SUPPLIED MATERIAL |

○ ○ ○ ○ ○

PR #4868, opened 2025-12-26
Convert Array4 to ArrayND

ankithadas:
## Summary

This PR introduces a preliminary implementation that generalizes Array4 to an N-dimensional case, extending AMReX support for arbitrary dimensionality as outlined in #3955.

The new `ArrayND` implementation has the same size as `Array4` (64 bytes) and is intended to exhibit identical behaviour. However, this change modifies the types of `begin` and `end` and removes `ncomp`, which may break downstream code. In particular, `pyamrex` will likely need to be updated to accommodate these type changes. All internal AMReX source code that uses `begin`, `end`, or `ncomp` has been updated.

One open question concerns the behaviour of `ArrayND<dim>::operator()(idx...)` when the number of indices provided is `dim-1`. In `Array4`, this case sets the last dimension `ncomp` to zero. Should this behaviour be extended to all `dim` cases in `ArrayND` ? 

## Checklist

The proposed changes:

### DIFF
--- a/Src/Base/AMReX_Array4.H
+++ b/Src/Base/AMReX_Array4.H
@@ -663,9 +663,6 @@ namespace amrex {
             constexpr_for<1, M>([&](int d) {
                 offset += (iv[d] - begin[d]) * nstride[d-1];
             });
-            constexpr_for<M, N-1>([&](int d) {
-                offset += (Long(0) - begin[d]) * nstride[d-1];
-            });
             offset += (n - begin[N-1]) * nstride[N-2];
             return offset;
         }
--- a/Src/Base/AMReX_Array4.H
+++ b/Src/Base/AMReX_Array4.H
@@ -5,7 +5,6 @@
 #include <AMReX.H>
 #include <AMReX_IntVect.H>
 #include <AMReX_GpuPrint.H>
-#include <AMReX_ConstexprFor.H>
 
 #include <iostream>
 #include <sstream>
@@ -444,11 +443,11 @@ namespace amrex {
         void index_assert (IntVectND<dim> const& iv) const
         {
             bool out_of_bounds = false;
-            constexpr_for<0, dim>([&] (auto d) {
+            for (int d = 0; d < dim; ++d) {
                 if (iv[d] < begin[d] || iv[d] >= end[d]) {
                     out_of_bounds = true;
                 }
-            });
+            }
             if (out_of_bounds) {
                 AMREX_IF_ON_DEVICE((
                     device_printf_impl(std::make_index_sequence<dim>{}, iv, begin, end);
@@ -457,15 +456,15 @@ namespace amrex {
                 AMREX_IF_ON_HOST((
                     std::stringstream ss;
                     ss << " (";
-                    constexpr_for<0, dim>([&] (auto d) {
+                    for (int d = 0; d < dim; ++d) {
                         ss << iv[d];
                         if (d + 1 < dim) ss << ",";
-                    });
+                    }
                     ss << ") is out of bound (";
-                    constexpr_for<0, dim>([&] (auto d) {
+                    for (int d = 0; d < dim; ++d) {
                         ss << begin[d] << ":" << end[d]-1;
                         if (d + 1 < dim) ss << ",";
-                    });
+                    };
                     ss << ")";
                     amrex::Abort(ss.str());
                 ))
--- a/Src/Base/AMReX_Array4.H
+++ b/Src/Base/AMReX_Array4.H
@@ -1,5 +1,6 @@
 #ifndef AMREX_ARRAY4_H_
 #define AMREX_ARRAY4_H_
+
 #include <AMReX_Config.H>
 
 #include <AMReX.H>
@@ -10,6 +11,9 @@
 #include <sstream>
 
 namespace amrex {
+
+    template<int dim>
+    class BoxND;
 
     template <typename T>
     struct CellData // Data in a single cell
@@ -167,22 +171,9 @@ namespace amrex {
         constexpr ArrayND (ArrayND<std::remove_const_t<T>, N> const& rhs) noexcept
             : p(rhs.p), nstride(rhs.nstride), begin(rhs.begin), end(rhs.end) {}
 
-        AMREX_GPU_HOST_DEVICE
-        constexpr ArrayND (T* a_p, IntVectND<N> const& a_begin, IntVectND<N> const& a_end) noexcept
-            : p(a_p), begin(a_begin), end(a_end)
-        {
-            if constexpr (N > 1) {
-                Long current_stride = 1;
-                for (int d = 0; d < N - 1; ++d) {
-                    Long len = a_end[d] - a_begin[d];
-                    current_stride *= len;
-                    nstride[d] = current_stride;
-                }
-            }
-        }
-
         // Dim3 overload for dim=4
         template <int Dim=N, std::enable_if_t<Dim==4,int> = 0>
+        AMREX_GPU_HOST_DEVICE
         constexpr ArrayND (T* a_p, Dim3 const& a_begin, Dim3 const& a_end, int a_ncomp) noexcept
             : p(a_p), begin(a_begin.x, a_begin.y, a_begin.z, 0), end(a_end.x, a_end.y, a_end.z, a_ncomp)
         {
@@ -194,10 +185,91 @@ namespace amrex {
             }
         }
 
+        // Note: BoxND constructors are not constexpr because functions in BoxND are not constexpr
+        template <int Dim>
+        AMREX_GPU_HOST_DEVICE
+        ArrayND (T* a_p, BoxND<Dim> const& box) noexcept
+            : ArrayND(a_p, box.smallEnd(), box.bigEnd() + 1)
+        {}
+
+        template <int Dim>
+        AMREX_GPU_HOST_DEVICE
+        ArrayND (T* a_p, BoxND<Dim> const& box, int ncomp) noexcept
+            : ArrayND(a_p, box.smallEnd(), box.bigEnd() + 1, ncomp)
+        {}
+
+
+        // Standard constructor for full dimension N
+        AMREX_GPU_HOST_DEVICE
+        constexpr ArrayND (T* a_p, IntVectND<N> const& a_smallend, IntVectND<N> const& a_bigend) noexcept
+            : p(a_p), begin(a_smallend), end(a_bigend)
+        {
+            if constexpr (N > 1) {
+                Long current_stride = 1;
+                for (int d = 0; d < N - 1; ++d) {
+                    Long len = a_bigend[d] - a_smallend[d];
+                    current_stride *= len;
+                    nstride[d] = current_stride;
+                }
+            }
+        }
+
+        // Reduced dimension constructor: Pads remaining dims with [0,1)
+        template <int M, std::enable_if_t<(M < N),int> = 0>
+        AMREX_GPU_HOST_DEVICE
+        constexpr ArrayND (T* a_p, IntVectND<M> const& a_smallend, IntVectND<M> const& a_bigend) noexcept
+            : p(a_p), begin(), end()
+        {
+            for (int d = 0; d < M; ++d) {
+                begin[d] = a_smallend[d];
+                end[d] = a_bigend[d];
+            }
+            for (int d = M; d < N; ++d) {
+                begin[d] = 0;
+                end[d] = 1;
+            }
+
+            if constexpr (N > 1) {
+                Long current_stride = 1;
+                for (int d = 0; d < N - 1; ++d) {
+                    Long len = end[d] - begin[d];
+                    current_stride *= len;
+                    nstride[d] = current_stride;
+                }
+            }
+        }
+
+        // Reduced dimension constructor with ncomp: Pads intermediate dims with [0,1), sets last dim to [0,ncomp)
+        template <int M, std::enable_if_t<(M < N) && (N != 1),int> = 0>
+        AMREX_GPU_HOST_DEVICE
+        constexpr ArrayND (T* a_p, IntVectND<M> const& a_smallend, IntVectND<M> const& a_bigend, int ncomp) noexcept
+            : p(a_p), begin(), end()
+        {
+            for (int d = 0; d < M; ++d) {
+                begin[d] = a_smallend[d];
+                end[d] = a_bigend[d];
+            }
+            for (int d = M; d < N-1; ++d) {
+                begin[d] = 0;
+                end[d] = 1;
+            }
+            begin[N-1] = 0;
+            end[N-1] = ncomp;
+
+            if constexpr (N > 1) {
+                Long current_stride = 1;
+                for (int d = 0; d < N - 1; ++d) {
+                    Long len = end[d] - begin[d];
+                    current_stride *= len;
+                    nstride[d] = current_stride;
+                }
+            }
+        }
+
         template <class U,
             std::enable_if_t
                   <std::is_same_v<std::remove_const_t<T>,
-                                std::remove_const_t<U>> && (N == 4),int> = 0>
+                                std::remove_const_t<U>> && (N  >= 2),int> = 0>
         AMREX_GPU_HOST_DEVICE
         constexpr ArrayND (ArrayND<U, N> const& rhs, int start_comp) noexcept
             : p((T*)(rhs.p + start_comp*rhs.nstride[N-2])),
@@ -212,7 +284,7 @@ namespace amrex {
         template <class U,
             std::enable_if_t
                   <std::is_same_v<std::remove_const_t<T>,
-                                std::remove_const_t<U>> && (N == 4),int> = 0>
+                                std::remove_const_t<U>> && (N >= 2),int> = 0>
         AMREX_GPU_HOST_DEVICE
         constexpr ArrayND (ArrayND<U, N> const& rhs, int start_comp, int num_comp) noexcept
             : p((T*)(rhs.p + start_comp*rhs.nstride[N-2])),
@@ -225,7 +297,9 @@ namespace amrex {
         }
 
         AMREX_GPU_HOST_DEVICE
-        explicit operator bool() const noexcept { return p != nullptr; }
+        explicit operator bool() const noexcept {
+            return p != nullptr && end.allGT(begin);    // Additional check for properly initialized ArrayND
+        }
 
         // This overload is enabled only when number of indices matches dimension or is one less than dimension
         template <typename... idx, class U=T,
@@ -494,6 +568,24 @@ namespace amrex {
         }
 #endif
     };
+
+    // Deduction guides for ArrayND
+    // 1: Matches ArrayND (T*, BoxND<N>) -> ArrayND<T,N>
+    template <typename T, int Dim>
+    ArrayND (T*, BoxND<Dim> const&) -> ArrayND<T, Dim>;
+
+    // 2: Matches ArrayND (T*, BoxND<N>, ncomp) -> ArrayND<T,N+1>
+    // This supports the "N+1" logic (Spatial + Component)
+    template <typename T, int Dim>
+    ArrayND (T*, BoxND<Dim> const&, int) -> ArrayND<T, Dim+1>;
+
+    // 3: Matches ArrayND (T*, IntVectND<N>, IntVectND<N>) -> ArrayND<T,N>
+    template <typename T, int N>
+    ArrayND (T*, IntVectND<N> const&, IntVectND<N> const&) -> ArrayND<T, N>;
+
+    // 4: Matches ArrayND (T*, IntVectND<N>, IntVectND<N>, int) -> ArrayND<T,N+1>
+    template <typename T, int N>
+    ArrayND (T*, IntVectND<N> const&, IntVectND<N> const&, int) -> ArrayND<T, N+1>;
 
     template<typename T>
     using Array4 = ArrayND<T,4>;
--- a/Src/Base/AMReX_Array4.H
+++ b/Src/Base/AMReX_Array4.H
@@ -71,7 +71,7 @@ namespace amrex {
         template <int N, typename... idx>
         struct ArrayNDIndexCheck_impl {
         private:
-            static constexpr int num_indicies = sizeof...(idx);
+            static constexpr int num_indices = sizeof...(idx);
 
             template <typename... Ts>
             struct AllExceptLastEnum;
@@ -95,8 +95,8 @@ namespace amrex {
                 IsValidIndexType<std::decay_t<idx>>...>::value;
 
         public:
-            static constexpr bool value = ((num_indicies == N) && index_with_enum) ||
-                                          ((num_indicies == N - 1) && index_all_values);
+            static constexpr bool value = ((num_indices == N) && index_with_enum) ||
+                                          ((num_indices == N - 1) && index_all_values);
         };
 
         template <int N, class... idx>
@@ -235,7 +235,7 @@ namespace amrex {
          * \param a_p Pointer to data.
          * \param box The domain covered by this array.
          *
-         * \TODO: Make BoxND functions constexpr to allow this constructor to be constexpr.
+         * TODO: Make BoxND functions constexpr to allow this constructor to be constexpr.
          */
         template <int M>
         AMREX_GPU_HOST_DEVICE
@@ -396,13 +396,14 @@ namespace amrex {
 
         /**
          * \brief Multi-index operator() for accessing elements.
-         * \param i... Indices for each dimension.
+         * \tparam idx Variadic template for indices.
+         * \param i Variadic list of indicies.
          * \return Reference to the element.
          *
          * This operator is only enabled when the number of indices provided matches the dimension N or N-1
          * where in the latter case the last dimension is assumed to be 0. The passed indices must be of
          * integral types that can be converted to int without narrowing. The last index can also be an enum type.
-         * \TODO: Use concepts when we move to C++20. The error message now is not user friendly.
+         * TODO: Use concepts when we move to C++20. The error message now is not user friendly.
          */
         template <typename... idx, class U=T,
             std::enable_if_t<!std::is_void_v<U> && detail::ArrayNDIndexCheck_impl_v<N, idx...>,int> = 0>
@@ -473,7 +474,8 @@ namespace amrex {
 
         /**
          * \brief Multi-index ptr() for accessing pointer to element.
-         * \param i... Indices for each dimension.
+         * \tparam idx Variadic template for indices.
+         * \param i Variadic list of indicies.
          * \return Pointer to the element.
          */
         template <typename... idx, class U=T,
--- a/Src/Base/AMReX_Array4.H
+++ b/Src/Base/AMReX_Array4.H
@@ -181,6 +181,7 @@ namespace amrex {
      * \brief A multidimensional array accessor.
      * \tparam T The type of data (e.g., Real, int).
      * \tparam N The dimension of the array (rank).
+     * \tparam last_dim_component If true, the last dimension is treated as components.
      *
      * ArrayND is a lightweight, non-owning wrapper around a pointer that provides
      * multidimensional indexing into a contiguous memory block. It is trivially
@@ -190,10 +191,11 @@ namespace amrex {
      * It stores the pointer, stride information, and the bounds (begin and end)
      * of the array.
      */
-    template<typename T, int N>
+    template<typename T, int N, bool last_dim_component = true>
     struct ArrayND
     {
         static_assert(N >= 1, "ArrayND must have at least one dimension");
+        static_assert(N > 1 || !last_dim_component, "ArrayND with N=1 cannot have last_dim_component=true");
 
         T* AMREX_RESTRICT p = nullptr;
         std::array<Long, N-1> nstride{};
@@ -562,10 +564,14 @@ namespace amrex {
          * For N!=4 case, the user is expected to keep track if they are using the last dimension
          * as components.
          */
-        template <int M=N, std::enable_if_t<M==4,int> = 0>
+        template <int M=N, std::enable_if_t<M==4 || last_dim_component,int> = 0>
         [[nodiscard]] AMREX_GPU_HOST_DEVICE AMREX_FORCE_INLINE
         constexpr int nComp () const noexcept {
-            return end[N-1] - begin[N-1];
+            if constexpr (last_dim_component) {
+                return end[N-1];
+            } else {
+                return end[N-1] - begin[N-1];
+            }
         }
 
         [[nodiscard]] AMREX_GPU_HOST_DEVICE AMREX_FORCE_INLINE
@@ -587,9 +593,16 @@ namespace amrex {
         [[nodiscard]] AMREX_GPU_HOST_DEVICE AMREX_FORCE_INLINE
         constexpr bool contains (IntVectND<N> const& iv) const noexcept {
             bool inside = true;
-            constexpr_for<0, N>([&](int d) {
-                inside = inside && (iv[d] >= begin[d]) && (iv[d] < end[d]);
-            });
+            if constexpr (last_dim_component == false) {
+                constexpr_for<0, N>([&](int d) {
+                    inside = inside && (iv[d] >= begin[d]) && (iv[d] < end[d]);
+                });
+            } else {
+                constexpr_for<0, N-1>([&](int d) {
+                    inside = inside && (iv[d] >= begin[d]) && (iv[d] < end[d]);
+                });
+                inside = inside && (iv[N-1] >= 0) && (iv[N-1] < end[N-1]);
+            }
             return inside;
         }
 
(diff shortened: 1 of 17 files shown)


zingale:
does `std::array` work with HIP on device?

BenWibking:
> does `std::array` work with HIP on device?

We use it. I haven't seen any issues.

Src/Base/AMReX_Array4.H
```diff
@@ -56,212 +57,373 @@ namespace amrex {
...
+            }
+        }
+
+        // Dim3 overload for dim=4
+        template <int Dim=dim, std::enable_if_t<Dim==4,int> = 0>
+        constexpr ArrayND (T* a_p, Dim3 const& a_begin, Dim3 const& a_end, int a_ncomp) noexcept
+            : p(a_p), begin(a_begin.x, a_begin.y, a_begin.z, 0), end(a_end.x, a_end.y, a_end.z, a_ncomp)
+        {
+            Long current_stride = 1;
+            constexpr_for<0, dim-1>([&] (int d) {
```
AlexanderSinn: I think it would be better to use regular for loops. Since the bounds are known at compile time, all compilers should fully unroll it anyway. constexpr_for could be a bit heavy to compile.

Src/Base/AMReX_Array4.H
```diff
@@ -56,212 +57,373 @@ namespace amrex {
...
-        template <class U=T, std::enable_if_t<!std::is_void_v<U>,int> = 0>
+        template <typename... idx, class U=T,
+            std::enable_if_t<!std::is_void_v<U> && detail::ArrayNDIndexCheck_impl_v<dim, idx...>,int> = 0>
         [[nodiscard]] AMREX_GPU_HOST_DEVICE AMREX_FORCE_INLINE
-        T* ptr (int i, int j, int k) const noexcept {
+        U& operator() (idx... i) const noexcept {
 #if defined(AMREX_DEBUG) || defined(AMREX_BOUND_CHECK)
-            index_assert(i,j,k,0);
+            if constexpr (sizeof...(i) == dim) {
+                index_assert(i...);
```
AlexanderSinn: You can put the `index_assert` inside `get_offset` to avoid needing so many ifdefs.

Src/Base/AMReX_Array4.H
```diff
@@ -56,212 +57,373 @@ namespace amrex {
...
+            } else if constexpr (sizeof...(i) == dim - 1) {
+                // When number of indices is one less than dimension, we assume the last index is zero
```
AlexanderSinn: In this case the last index should not be zero but effectively `begin[dim-1]`. If it were zero, the index calculation would still add instructions to subtract `begin[dim-1]`, multiply by the stride, and add the result to the offset. Currently with Array4 this is not done. To guarantee the absence of the extra instructions, there should be two versions of `get_offset` where one of them leaves out the calculation for the last index.

Src/Base/AMReX_Array4.H
```diff
@@ -56,212 +57,373 @@ namespace amrex {
...
+            return this->operator()(iv[0],0,0,0);
 #elif (AMREX_SPACEDIM == 2)
-            return this->operator()(iv[0],iv[1],0);
-#else
-            return this->operator()(iv[0],iv[1],iv[2]);
+            return this->operator()(iv[0],iv[1],0,0);
+#elif (AMREX_SPACEDIM == 3)
+            return this->operator()(iv[0],iv[1],iv[2],0);
 #endif
         }
```
AlexanderSinn: Don't these two definitions collide? Ideally, this would be one function without needing the special case.

Src/Base/AMReX_Array4.H
```diff
@@ -56,212 +57,373 @@ namespace amrex {
...
-            return this->contains(cell.x,cell.y,cell.z);
+        CellData<T> cellData (int i, int j, int k) const noexcept {
+            int ncomp = end[3] - begin[3];
+            return CellData<T>(this->ptr(i,j,k), nstride[dim-2], ncomp);
+        }
+
+
+        template <typename... idx, std::enable_if_t<sizeof...(idx) == dim,int> = 0>
+        [[nodiscard]] AMREX_GPU_HOST_DEVICE AMREX_FORCE_INLINE
+        constexpr Long get_offset (idx... indices) const noexcept
```
AlexanderSinn: I think we can simplify this and remove this version of `get_offset`by constructing an IntVectND at the place where it is called. Then `get_impl` can also be removed.

AlexanderSinn (commented):
Currently there are a lot of special cases for `dim == 4` for both the accessors and constructors. I think in general it is useful to use an ArrayND with n-1 spatial dimensions and 1 component dimension, even if `dim != 4`. For example, I would use this for a 2+1D array. There should be these 5 accessor overloads, each for both `operator()` and `ptr()`:
- `idx... i`: This should cover both `sizeof...(idx) == dim` and `dim-1` like currently, but also replace the `int, int, int, int` version. For this, we might have to allow all types that are implicitly convertible to int for `idx`.
- `IntVectND<Dim>`:  for `Dim == dim`, `dim-1` and `DIM < dim-1`. In the last case, the remaining indexes are set to 0, except the last one, which is set to `lo[dim-1]` but not present in the offset calculation.
- `IntVectND<Dim>, int`: for `Dim == dim-1` and `DIM < dim-1`. In the second case, the IntVect is zero-extended as above. This overload won't be usable if `dim == 1`
- `Dim3` kept for backward compatibility, only works if `dim == 4`.
- `Dim3, int` kept for backward compatibility, only works if `dim == 4`.

In addition to that, I think there should be more constructors, for example, taking a BoxND as input or an ArrayND of different dimensions.

Src/Base/AMReX_Array4.H
```diff
@@ -56,212 +57,373 @@ namespace amrex {
...
 #if (AMREX_SPACEDIM == 1)
-            return this->operator()(iv[0],0,0);
+            return this->operator()(iv[0],0,0,0);
 #elif (AMREX_SPACEDIM == 2)
-            return this->operator()(iv[0],iv[1],0);
-#else
-            return this->operator()(iv[0],iv[1],iv[2]);
+            return this->operator()(iv[0],iv[1],0,0);
+#elif (AMREX_SPACEDIM == 3)
+            return this->operator()(iv[0],iv[1],iv[2],0);
```
AlexanderSinn: @WeiqunZhang  Would it be ok to put `begin` here instead of zero? That would be more consistent with the component index and would allow for a small performance optimization, as the offset resulting from that index would be zero.

Src/Base/AMReX_Array4.H
ankithadas: I have currently kept it seperate to make `get_offset` method constexpr.

ankithadas:
@AlexanderSinn  Could you provide more information regarding the types of constructors that would be beneficial for your application?

I am not convinced that `BoxND` as an input is a good idea. There is an implicit understanding that `BoxND` is related to `AMREX_SPACEDIM` of the application, whereas `ArrayND` is not necessarily tied to this. This mismatch can lead to unexpected behaviour.

AlexanderSinn:
Yes, currently lower dimensions also use Array4. I assume this is out of simplicity and to make it easy to write code that works in 1D, 2D and 3D by always passing i,j,k,n to the array. However, I think eventually it should also be possible to use the ArrayND of the dimension the code is compiled for (plus one), as this should be slightly more performant and cleaner. The constructors should allow for both ways of using the array and should essentially mirror the interface of `operator()` for what combination of inputs and dimensions are allowed. For constructors using BoxND I would suggest:

- `T*, BoxND<Dim>`:  for `Dim == dim`, `dim-1` and `DIM < dim-1`. In the last case, the remaining dimensions are set to begin=0, end=1.
- `T*, BoxND<Dim>, int ncomp`: for `Dim == dim-1` and `DIM < dim-1`. In the second case, the Box is extended with begin=0, end=1. This overload won't be usable if `dim == 1`

Additionally, the `ArrayND, ncomp` and `ArrayND, start_comp, ncomp` constructors could be made to work with `N>=2` instead of only `N==4`.

For the application I'm working on, I currently use implicit conversions from Array4 to a 2D array and a 3D array, where the 3D version removes the second to last dimension but keeps the last one. Dimensions that are removed are asserted to have size one if the constructor is called on the CPU.  This might be best left to the application, not AMReX.

ankithadas:
I believe the final issue to address is the default indices used by `ArrayND::operator()(IntVect<Dim>)` when `Dim < N`. In my opinion, the default value should be `begin` rather than zeros.

AlexanderSinn:
The forward declaration
```C++
template <typename T> struct Array4;
```
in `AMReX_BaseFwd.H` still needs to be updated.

○ ○ ○ ○ ○

TASK PROMPT | Given the word "Pads", show every line of the records that contains it.

SOLUTION FOR THIS EXERCISE |
+        // Reduced dimension constructor: Pads remaining dims with [0,1)
+        // Reduced dimension constructor with ncomp: Pads intermediate dims with [0,1), sets last dim to [0,ncomp)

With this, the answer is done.